== THE INPUT ==
PR #996, opened 2022-02-28
fix: add dimension to metadata when adding from chip menu

HendrikThePendric:
Implements KMFT issue, see [Slack thread](https://dhis2.slack.com/archives/G01PW9YGZD2/p1646042397493249)

---

### Key features

1. Prevents app crashing when adding a dimension to filter/column via the chip menu

---

### Description

This issue was only relevant to dimensions originating from the DB, so only "program" and "your" dimensions. 

---

### DIFF
--- a/src/components/MainSidebar/DimensionItem/DimensionItem.js
+++ b/src/components/MainSidebar/DimensionItem/DimensionItem.js
@@ -59,11 +59,7 @@ export const DimensionItem = ({
     } = useSortable({
         id: draggableId || id,
         disabled: disabled || selected,
-        data: {
-            name,
-            dimensionType,
-            valueType,
-        },
+        data: dimensionMetadata,
     })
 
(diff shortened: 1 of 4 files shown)


src/components/MainSidebar/DimensionItem/DimensionItem.js
```diff
@@ -48,11 +47,7 @@ export const DimensionItem = ({
     } = useSortable({
         id: draggableId || id,
         disabled: disabled || selected,
-        data: {
-            name,
-            dimensionType,
-            valueType,
-        },
+        data: dimensionMetadata,
```
HendrikThePendric, line 50: Note that I also changed this. It's an attempt to standardise which properties are present in the dimension metadata.

janhenrikoverland (approved):

PR #997, opened 2022-02-28
fix: add button for opening Sharing dialog for interpretation

edoardo:
Implements [TECH-1001](https://jira.dhis2.org/browse/TECH-1001)

---

### Key features

1. allow to edit interpretations' sharing settings

---

### Description

This feature is present in the old `d2-ui` implementation.
Together with @janhenrikoverland we decided to remove the sharing access summary for now, the string can easily become too long if we should use the same format used in the About visualization panel.
Only the `Manage sharing` button is shown.

---

### Screenshots

Screenshot 2022-02-28 at 12 08 19


janhenrikoverland (approved):
Approved when comments about button alignment is addressed.

PR #1003, opened 2022-02-28
chore: @dhis2/ui version 8

janhenrikoverland:
Upgrades to @dhis2/ui version 8.

### DIFF
--- a/i18n/en.pot
+++ b/i18n/en.pot
@@ -5,8 +5,8 @@ msgstr ""
 "Content-Type: text/plain; charset=utf-8\n"
 "Content-Transfer-Encoding: 8bit\n"
 "Plural-Forms: nplurals=2; plural=(n != 1)\n"
-"POT-Creation-Date: 2022-02-28T07:46:52.105Z\n"
-"PO-Revision-Date: 2022-02-28T07:46:52.105Z\n"
+"POT-Creation-Date: 2022-02-28T14:28:34.391Z\n"
+"PO-Revision-Date: 2022-02-28T14:28:34.391Z\n"
 
 msgid "Add to {{axisName}}"
 msgstr "Add to {{axisName}}"
@@ -660,9 +660,6 @@ msgstr "User sub-units"
 
 msgid "User sub-x2-units"
 msgstr "User sub-x2-units"
-
-msgid "This month"
-msgstr "This month"
 
 msgid "Table title"
 msgstr "Table title"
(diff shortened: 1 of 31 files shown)


HendrikThePendric (changes requested):
Major version updates can be problematic because the app-shell is now on a different major version than our app. The result is that yarn will keep two copies around:
```
❯ yarn why @dhis2/ui
yarn why v1.22.17
warning ../../package.json: No license field
[1/4] 🤔  Why do we have the module "@dhis2/ui"...?
[2/4] 🚚  Initialising dependency graph...
[3/4] 🔍  Finding dependency...
[4/4] 🚡  Calculating file sizes...
=> Found "@dhis2/ui@8.0.0"
info Has been hoisted to "@dhis2/ui"
info This module exists because it's specified in "dependencies".
info Disk size without dependencies: "13.91MB"
info Disk size with unique dependencies: "99.75MB"
info Disk size with transitive dependencies: "120.57MB"
info Number of shared dependencies: 79
=> Found "@dhis2/app-shell#@dhis2/ui@7.16.2"
info This module exists because "@dhis2#cli-app-scripts#@dhis2#app-shell" depends on it.
info Disk size without dependencies: "60KB"
info Disk size with unique dependencies: "85.9MB"
info Disk size with transitive dependencies: "106.72MB"
info Number of shared dependencies: 79
✨  Done in 3.44s.
```

This used to cause problems with the layering system, but we changed the implementation of that and now nothing should break. However, having these two versions around will/could still bloat the bundle size.

I expect in this case we should be able to fix things with a resolutions field.

HendrikThePendric (approved):
In commit [5b15d7b](https://github.com/dhis2/event-reports-app/pull/1003/commits/5b15d7b4823e8f0244be43ae4582296e42eb405a) I added a resolutions fields and I ran `yarn install` again. I think this is now looking better:
```
❯ yarn why @dhis2/ui  
yarn why v1.22.17
warning ../../package.json: No license field
[1/4] 🤔  Why do we have the module "@dhis2/ui"...?
[2/4] 🚚  Initialising dependency graph...
[3/4] 🔍  Finding dependency...
[4/4] 🚡  Calculating file sizes...
=> Found "@dhis2/ui@8.0.0"
info Has been hoisted to "@dhis2/ui"
info Reasons this module exists
   - Specified in "dependencies"
   - Hoisted from "@dhis2#cli-app-scripts#@dhis2#app-shell#@dhis2#ui"
info Disk size without dependencies: "60KB"
info Disk size with unique dependencies: "24.02MB"
info Disk size with transitive dependencies: "44.84MB"
info Number of shared dependencies: 71
✨  Done in 1.39s.
```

== TASK STATEMENT ==
In the listing above, locate each line with "from" and copy it.

== TASK SOLUTION ==
fix: add dimension to metadata when adding from chip menu
This issue was only relevant to dimensions originating from the DB, so only "program" and "your" dimensions. 
   - Hoisted from "@dhis2#cli-app-scripts#@dhis2#app-shell#@dhis2#ui"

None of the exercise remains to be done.